Furthermore, FSAR Tier 2, Section 6.2.4.4.1, states that the containment isolation valves are verified to close within (emphasis added) the time specified in Table 6.2-4, which shows a closure time of 5 seconds and an isolation signal of 2 seconds for the FWIVs and MSIVs. From this statement, it appears possible for the valves to close more quickly than the listed times. For reduction in heat removal events, the staff expects the earliest possible FWIV and MSIV closure to be limiting for RCS pressure due to the earlier loss of cooling, though the earliest possible MSIV closure and latest possible FWIV closure would be limiting for steam generator pressure. The most limiting valve characteristics for the particular analysis should be applied to ensure a conservative calculation of transient response. Therefore:

1. Justify the difference in assumed FWIV closure times between FSAR Sections 15.2.1-15.2.3 and FSAR Section 15.2.4.
2. Confirm whether the MSIVs and FWIVs can close faster than what is listed in FSAR Tier 2, Table 6.2-4.
3. Justify the conservatism of the assumed FWIV and MSIV closure times for each of the above-mentioned events and for all FSAR Chapter 15 events, including the differences in limiting closure times for the different acceptance criteria being examined (e.g., RCS pressure, SG pressure, MCHFR). Alternatively, update the analyses to incorporate the most conservative closure times.
4. Update the FSAR as necessary.

15.02.01-14 GDC 10 requires that the reactor core and associated coolant, control, and protection systems shall be designed with appropriate margin to assure that specified acceptable fuel design limits are not exceeded during any condition of normal operation, including the effects of AOOs. GDC 15 requires that the RCS and associated auxiliary, control, and protection systems shall be designed with sufficient margin to assure that the design conditions of the RCPB are not exceeded during any condition of normal operation, including AOOs. DSRS Section 15.2.1-15.2.5 provides guidance for meeting the requirements of GDC 10 and 15 and guides the reviewer to evaluate the values of system parameters and initial core and system conditions as input to the model.

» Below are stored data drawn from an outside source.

PR #121, opened 2022-07-13
raw frame sending PoC

mildsunrise:
introduces functionality to send UDP messages as raw Ethernet frames directly through the interface, for a restricted subset of network configurations. for now we use the portable (but still Linux only) `AF_PACKET` interface to send frames.

this is the low-level part. the JS layer takes care of pulling most of the required parameters from the OS.

### Implementation details

- introduces a RawTxHelper object, which handles:
   - creating & setting up the socket
   - formatting the frame header, calculating checksums, etc.
   - sending frames

  it's constructed with a series of parameters and then offers a TrySend() method (analogous to EventLoop::Send) which attempts to send the UDP message as a raw frame. TrySend() can return false to signal that the packet should be sent
through the OS as normal.

- adds a EventLoop::SetRawTx() method to install this object in an endpoint (which causes the loop to attempt sending through it).

- adds ClearRawTx() and SetRawTx() methods to RTPBundleTransport which serve as wrappers to expose into JS


include/EventLoop.h
```diff
@@ -82,6 +84,11 @@ class EventLoop : public TimeService
 	void Send(const uint32_t ipAddr, const uint16_t port, Packet&& packet);
 	void Run(const std::chrono::milliseconds &duration = std::chrono::milliseconds::max());
 	
+	void SetRawTx(std::optional<RawTxHelper>&& rawTx) {
```
murillo128, line 87: Why optional and shared ptr? let's use an uniquee ptr instead

include/RawTxHelper.h
```diff
@@ -0,0 +1,49 @@
...
+#include <random>
+#include "Packet.h"
+
+/**
+ * @brief Simple helper to send UDP messages as raw Ethernet/IP/UDP
+ * frames in 'typical' network configurations.
+ *
+ * Based on AF_PACKET (Linux-only), doesn't support PACKET_MMAP yet.
+ */
+class RawTxHelper
```
murillo128, line 15: I would prefer the Helper to only do "helper" functions, i.e. handling the eth and udp header creation

include/RawTxHelper.h
```diff
@@ -0,0 +1,49 @@
...
+	 * try to send a frame using raw TX. if false is returned,
+	 * the packet has to be sent through normal means
+	 */
+	bool TrySend(uint32_t ip, uint16_t port, Packet&& packet);
+
+protected:
+	// AF_PACKET socket
+	int fd = -1;
+	// used to check for link-local traffic
+	uint32_t self_addr;
```
murillo128, line 41: let's use camelCase consistently for class members

src/EventLoop.cpp
```diff
@@ -286,6 +286,10 @@ void EventLoop::Send(const uint32_t ipAddr, const uint16_t port, Packet&& packet
 {
 	TRACE_EVENT("eventloop", "EventLoop::Send", "packet_size", packet.GetSize());
 
+	//Try to send through raw TX helper, if installed
+	if (rawTx && rawTx->TrySend(ipAddr, port, std::move(packet)))
```
murillo128, line 290: Why send it here and not just enque it and use the main loop for sending instead?

src/RawTxHelper.cpp
```diff
@@ -0,0 +1,212 @@
...
+	frame.udp.dst = htons(port);
+	frame.udp.length = htons(sizeof(frame.udp) + packet.GetSize());
+	frame.ip.total_len = htons((sizeof(frame) - sizeof(frame.eth)) + packet.GetSize());
+	std::uniform_int_distribution<uint16_t> u16_distr;
+	frame.ip.identification = u16_distr(rng);
+
+	uint32_t checksum;
+
+	// calculate IP header checksum
+	frame.ip.hdr_checksum = 0;
```
murillo128, line 165: Let's move the checksum to an static member of IpHeader

src/RawTxHelper.cpp
```diff
@@ -0,0 +1,212 @@
...
+	checksum = 0;
+	for (size_t i = 0; i < (sizeof(frame.ip_hws) / sizeof(*frame.ip_hws)); i++)
+		checksum += frame.ip_hws[i];
+	checksum = (checksum & 0xFFFF) + (checksum >> 16);
+	checksum = (checksum & 0xFFFF) + (checksum >> 16);
+	frame.ip.hdr_checksum = ~checksum;
```
murillo128, line 171: frame.ip.hdr_checksum = IpHeader::CalculcateChecksum(frame.ip);

src/RawTxHelper.cpp
```diff
@@ -0,0 +1,212 @@
...
+
+	// calculate UDP checksum
+	union {
```
murillo128, line 174: same here

src/RawTxHelper.cpp
```diff
@@ -0,0 +1,212 @@
...
+	// send frame
+	struct iovec iov [2] = { { &frame, sizeof(frame) }, { packet.GetData(), packet.GetSize() } };
+	struct msghdr msg = { nullptr, 0, iov, sizeof(iov)/sizeof(*iov), nullptr, 0, 0 };
+
+	TRACE_EVENT("eventloop", "RawTxHelper::TrySend::sendmsg");
+	if (sendmsg(fd, &msg, 0) < 0) {
+		if (errno == EWOULDBLOCK || errno == EAGAIN) {
+			TRACE_EVENT("eventloop", "RawTxHelper::TrySend::Dropped");
+		} else {
+			throw std::system_error(std::error_code(errno, std::system_category()), "failed sending frame");
```
murillo128, line 206: let's not throw but return false in error cases

murillo128 (changes requested):
I would prefer to move the socket handling to the EventLoop.

We would need to modify the fds poll set to from [socket,pipe] to [readsocket,writesocket,pipe].

If no raw tx is used readsocket == write socket, and if raw socket is set, replace it with the raw socket

include/EventLoop.h
mildsunrise: that still gets us the same problem. lambdas needs to be copyable (so we can pass as `std::function`), so that prevents you from capturing unique_ptrs inside them :(

src/RawTxHelper.cpp
mildsunrise: this should ideally never happen. for now since this is a PoC, I'd prefer the server to terminate if there's an error (since that could indicate a bug) than silently discarding the error and sending the packet through the normal socket. for production I'm not sure how to handle this... we could uninstall the helper and/or print a warning, maybe. WDYT?

src/EventLoop.cpp
mildsunrise: there's the two reasons I didn't use `sendmmsg` for this (and instead do one sendmsg per frame)... one is that there's a [supposedly better approach](https://www.kernel.org/doc/html/latest/networking/packet_mmap.html) where you map a kernel ringbuffer into memory. packets are then enqueued (here) by placing them on the ringbuffer, and then (at the end of the loop iteration) you do a syscall to let the kernel know. the NIC takes them directly from there. this is as close as we can get to Netmap-style frameworks while remaining portable.

the other is just simplicity, this is a PoC and we may decide to add more functionality so I preferred to leave the optimization for later

src/RawTxHelper.cpp
mildsunrise: I think this comment is a duplicate of https://github.com/medooze/media-server/pull/121/files#r922025073?

include/EventLoop.h
murillo128: Just use initialized capture:
```   
void SetRawTx(std::unique_tr<RawTxHelper>&& rawTx ) {
	Async([this, ptr = std::move(rawTxHelper)](auto &now) { this->rawTx = std::move(ptr); });
}
```

bw, don't use elipsis `...` for lambdas, I don't recall why, but it caused some ugly nasty issues that took me a while to debug.

src/RawTxHelper.cpp
murillo128: for production I typically log a warning and discard the packet silently

include/EventLoop.h
mildsunrise: regardless of how you initialize it, capturing a unique_ptr inside a lambda makes it noncopyable (because unique_ptrs are noncopyable) and we need the lambda to be copyable in order to pass it to `Async()`. see: https://taylorconor.com/blog/noncopyable-lambdas/

src/EventLoop.cpp
mildsunrise: yeah, the mmap approach looks like it fits nicely for us so it's an option to consider.
however I'm not sure the supposed benefits are really there, as I've read people claiming that packets are still copied from the mmap ringbuffer into an skb, so... how's it different than using sendmmsg? :sweat_smile: dunno.

in any case I'd agree with waiting a bit. then we can decide if we go directly to Netmap, to mmap or to sendmmsg, if any.

src/RawTxHelper.cpp
mildsunrise: okay, we'll do that then

include/EventLoop.h
murillo128: i get your point now, it is not about moving the pointer but moving the lambda. I think that could be solved by adding a `ASync`  method that takes a  `strd::function<void>(...)&&` as argument (or maybe not)

murillo128: forget what I have just said.. I need to take some rest.. :)

mildsunrise: the helper is noncopyable, it contains a file descriptor. not sure we can duplicate AF_PACKET sockets

murillo128: let's close this for now

src/RawTxHelper.cpp
mildsunrise: done

src/RawTxHelper.cpp
mildsunrise: done

include/RawTxHelper.h
mildsunrise: done

src/RawTxHelper.cpp
mildsunrise: done

include/RawTxHelper.h
mildsunrise: also done

murillo128:
lgtm, I would do minor naming changes or refactoring of some structs, but it is purely cosmetic. Let's merge it.

include/PacketHeader.h
```diff
@@ -0,0 +1,88 @@
...
+struct PacketHeader {
+	using MacAddr = std::array<uint8_t, 6>;
+
+	/**
+	 * @brief Parse an "xx:xx:xx:xx:xx:xx" string into a MacAddr
+	 */
+	static MacAddr ParseMac(std::string str);
+
+
+	struct CandidateData {
```
murillo128, line 24: Could we find a better name for this? like `ArpRoutingInfo` or similar? maybe good to move outside of the `PacketHeader` too

include/PacketHeader.h
```diff
@@ -0,0 +1,88 @@
...
+#include <array>
+#include <string>
+#include <random>
+#include "Packet.h"
+
+/**
+ * @brief Provides structs and logic to build Ethernet packet headers
+ */
+struct PacketHeader {
+	using MacAddr = std::array<uint8_t, 6>;
```
murillo128, line 16: Should we define it as a global type instead?

include/PacketHeader.h
```diff
@@ -0,0 +1,88 @@
...
+
+	/**
+	 * @brief Calculate and (re)set the UDP checksum
+	 */
+	static void CalculateUdpChecksum(PacketHeader& header, const Packet& payload);
+
+	/**
+	 * @brief Initialize the frame header
+	 */
+	static void InitHeader(PacketHeader& header, MacAddr selfLladdr, uint16_t port);
```
murillo128, line 80: maybe do?

static PacketHeader Create( MacAddr selfLladdr, uint16_t port) instead, c++ will do copy elision.

src/RTPBundleTransport.cpp
```diff
@@ -29,6 +33,62 @@
...
+#include <sys/socket.h>
+#include <linux/if_packet.h>
+#include <fcntl.h>
+
+void RTPBundleTransport::SetRawTx(int32_t ifindex, unsigned int sndbuf, bool skipQdisc, uint32_t selfAddr, uint32_t prefixlen, const std::string& selfLladdr, uint32_t gwAddr, const std::string& gwLladdr, uint16_t port)
+{
+
+	// prepare frame template
+
+	PacketHeader header;
```
murillo128, line 55: PacketHeader header = PacketHeader::Create( PacketHeader::ParseMac(selfLladdr), port); ?

src/RTPBundleTransport.cpp
```diff
@@ -29,6 +33,62 @@
...
+	PacketHeader::InitHeader(header, PacketHeader::ParseMac(selfLladdr), port);
+
+	PacketHeader::CandidateData fallbackData = { selfAddr, PacketHeader::ParseMac(gwLladdr) };
```
murillo128, line 58: fallbackData -> defaultRoute ?

src/RTPBundleTransport.cpp
```diff
@@ -545,7 +605,7 @@ void RTPBundleTransport::OnRead(const int fd, const uint8_t* data, const size_t
 			buffer.SetSize(len);
 
 			//Send response
-			loop.Send(ip,port,std::move(buffer));
+			Send(candidate, std::move(buffer));
```
murillo128, line 608: Much better!

murillo128 (approved):

include/PacketHeader.h
mildsunrise: I tried putting it in different headers, but it created dependency loops. it seems a bit small-ish to put in its own header, too...

as for the name, `ArpRountingInfo` seems a bit misleading to me, is `FlowRoutingInfo` okay?

include/PacketHeader.h
mildsunrise: I'm usually against headers defining other things in the global namespace (other than the one with the same name), but if you're okay with making an exception, we can do that

include/PacketHeader.h
mildsunrise: good point

include/PacketHeader.h
murillo128: I am ok about adding a new .h for the `MacAddress` (less be verbose on naming.. :)

include/PacketHeader.h
```diff
@@ -0,0 +1,71 @@
...
+		UdpHeader udp;
+		// for checksum calculation
+		uint16_t udp_hws [sizeof(UdpHeader) / 2];
+	};
+
+
+	/**
+	 * @brief Calculate and (re)set the IP header checksum
+	 */
+	static void CalculateIpChecksum(PacketHeader& header);
```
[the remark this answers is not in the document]
mildsunrise: I imagine this would apply to `PrepareHeader` below, as well? what should we do for `PrepareHeader`, do we make it a class method or do we have it take + return a PacketHeader?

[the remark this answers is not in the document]
murillo128: class method better I think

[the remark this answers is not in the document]
mildsunrise: okay! now, this method can't be const since the checksum ifself needs to be zero while it's being calculated, do we make it a class method as well or something else?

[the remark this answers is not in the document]
murillo128: we can make it a non-const method, maybe even extracting the internal checskum calculation to a helper funciton

src/EventLoop.cpp
```diff
@@ -652,25 +652,37 @@ void EventLoop::Run(const std::chrono::milliseconds &duration)
...
+					sockaddr_in& to		= tos[len];
+					to.sin_family		= AF_INET;
+					to.sin_addr.s_addr	= htonl(item.ipAddr);
+					to.sin_port		= htons(item.port);
+
+					message.msg_name	= (sockaddr*) & to;
+					message.msg_namelen	= sizeof (to);
+				} else {
+					//Packet header
+					auto candidateData = item.rawTxData ? *item.rawTxData : this->rawTx->fallbackData;
```
murillo128, line 678: auto&

murillo128 (changes requested):

src/PacketHeader.cpp
```diff
@@ -0,0 +1,98 @@
...
+
+void PacketHeader::PrepareHeader(PacketHeader& header, std::mt19937 rng, uint32_t ip, uint16_t port, CandidateData rawTxData, const Packet& payload)
+{
+	memcpy(header.eth.ether_dhost, rawTxData.dstLladdr.data(), 6);
+	header.ip.src = htonl(rawTxData.selfAddr);
+	header.ip.dst = htonl(ip);
+	header.udp.dst = htons(port);
+	header.udp.length = htons(sizeof(header.udp) + payload.GetSize());
+	header.ip.totalLen = htons((sizeof(header) - sizeof(header.eth)) + payload.GetSize());
+	std::uniform_int_distribution<uint16_t> u16_distr;
```
murillo128, line 94: no need to be random, let's use an atomic short instead

```
std::atomic_ushort identification;


void PacketHeader::PrepareHeader(PacketHeader& header, std::mt19937 rng, uint32_t ip, uint16_t port, CandidateData rawTxData, const Packet& payload)
{
        memcpy(header.eth.ether_dhost, rawTxData.dstLladdr.data(), 6);
        header.ip.src = htonl(rawTxData.selfAddr);
        header.ip.dst = htonl(ip);
        header.udp.dst = htons(port);
        header.udp.length = htons(sizeof(header.udp) + payload.GetSize());
        header.ip.totalLen = htons((sizeof(header) - sizeof(header.eth)) + payload.GetSize());
        header.ip.identification = htons(identification++);
        PacketHeader::CalculateIpChecksum(header);
        PacketHeader::CalculateUdpChecksum(header, payload);
}
```

src/PacketHeader.cpp
```diff
@@ -0,0 +1,98 @@
...
+}
+
+
+// checksum is a one's complement, so it's independent of endianness
+
+static void ChecksumUpdateWords(uint32_t& checksum, void* data, size_t nWords) {
+	// memcpy is the only safe way to do type punning in C++ pre C++20. the compiler
+	// should see the memcpy call to an identically sized type and optimize it away
+	uint16_t words [nWords];
+	memcpy(words, data, sizeof(words));
```
mildsunrise, line 35: should move the type punning to every individual item, since apparently optimization of the memcpy isn't guaranteed for dynamically-sized arrays...

mildsunrise: the current code (with gcc 12.1, `-O3` and default march) vectorizes to a 9 instruction loop that processes 8 words at once:

~~~ asm
LOOP:
        movdqu  xmm0, XMMWORD PTR [CURSOR]
        add     CURSOR, 16
        movdqa  xmm3, xmm0
        punpckhwd       xmm0, xmm2
        punpcklwd       xmm3, xmm2
        paddd   xmm0, xmm3
        paddd   xmm1, xmm0
        cmp     END, CURSOR
        jne     LOOP
~~~

so it has asymptotic performance of 9/8 = 1.125 instructions / word.
if we need a bit more performance, we could unroll further to get (up to) 6/8 = 0.75 instructions / word.

Sergio mentioned [this article from igalia](https://blogs.igalia.com/dpino/2018/06/14/fast-checksum-computation/) which suggests working in bigger units, so I should try that as well :)

mildsunrise: I spent some time trying many things and was unable to get anything better than the current code.
Using bigger units as suggested in the article results in equal or worse code, and unrollings produce marginal (worse than expected) results.
Also, under AVX the above loop uses YMM regs and processes 16 words at a time, and unrolling seems to produce *worse* results.

I'll leave the current code with the following fixes:
- fix the type punning by doing it element by element (so the memcpy can be optimized away)
- add `__restrict__` to the `const void*` parameter to make sure compiler can optimize correctly
- make it into a separate `CheckSum` class

include/EventLoop.h
```diff
@@ -105,15 +126,17 @@ class EventLoop : public TimeService
 		{
 		}
 		
-		SendBuffer(uint32_t ipAddr, uint16_t port, Packet&& packet) :
+		SendBuffer(uint32_t ipAddr, uint16_t port, std::optional<PacketHeader::CandidateData> rawTxData, Packet&& packet) :
```
murillo128, line 129: `const std::optional<PacketHeader::CandidateData>& rawTxData` instead?

include/RTPBundleTransport.h
```diff
@@ -53,10 +54,14 @@ class RTPBundleTransport :
 	
 	int GetLocalPort() const { return port; }
 	int AddRemoteCandidate(const std::string& username,const char* ip, WORD port);
+	void SetCandidateRawTxData(const std::string& ip, uint16_t port, uint32_t selfAddr, const std::string& dstLladdr);
 	virtual int Send(const ICERemoteCandidate* candidate,Packet&& buffer) override;
 	
 	virtual void OnRead(const int fd, const uint8_t* data, const size_t size, const uint32_t ip, const uint16_t port) override;
 	
+	void SetRawTx(int32_t ifindex, unsigned int sndbuf, bool skipQdisc, const std::string& selfLladdr, uint32_t fallbackSelfAddr, const std::string& fallbackDstLladdr, uint16_t port);
```
murillo128, line 62: what does de `Ll` in `selfLlAddr` means?

mildsunrise: 'lladdr' means 'link-level address' AFAIK. its named this way throughout the Linux APIs, so I thought I'd be consistent with them. but it's true that 'mac' would be more intuitive, so as you prefer

include/PacketHeader.h
mildsunrise: renamed and moved

src/RTPBundleTransport.cpp
mildsunrise: renamed

include/PacketHeader.h
mildsunrise: renamed

include/PacketHeader.h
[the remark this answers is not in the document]
mildsunrise: made into a non-const method

include/CheckSum.h
```diff
@@ -0,0 +1,38 @@
...
+
+class CheckSum
+{
+public:
+	/** 
+	 * IMPORTANT: only the final call to Calculate (before Finalize) can have
+	 * an odd size, otherwise the result will be incorrect (the odd byte should
+	 * be buffered to be combined with the next one as a word)
+	 */
+	inline void Calculate(const void* __restrict__ data, size_t size)
```
murillo128, line 15: couldn't we use uint8_t*/char* instead of void*?

include/MacAddress.h
```diff
@@ -0,0 +1,16 @@
...
+#include <cstdint>
+#include <array>
+#include <string>
+
+class MacAddress : public std::array<uint8_t, 6> {
+public:
+	/**
+	 * @brief Parse an "xx:xx:xx:xx:xx:xx" string into a MacAddress
+	 */
+	static MacAddress Parse(std::string str);
```
murillo128, line 13: const std::string& str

The high-biased initial feedwater temperature assumed for the events in FSAR Sections 15.2.1-15.2.4 is inconsistent with the event-specific methodologies described in TR-0516-49416-P, "Non-Loss-of-Coolant Accident Analysis Methodology," which is referenced in FSAR Chapter

15. Because the scope of TR-0516-49416-P includes parameter bias directions, the staff would expect consistency between the FSAR and TR-0516-49416-P in this regard. Provide justification for the difference relative to the methodology, and update either the FSAR or TR-0516-49416-P as necessary.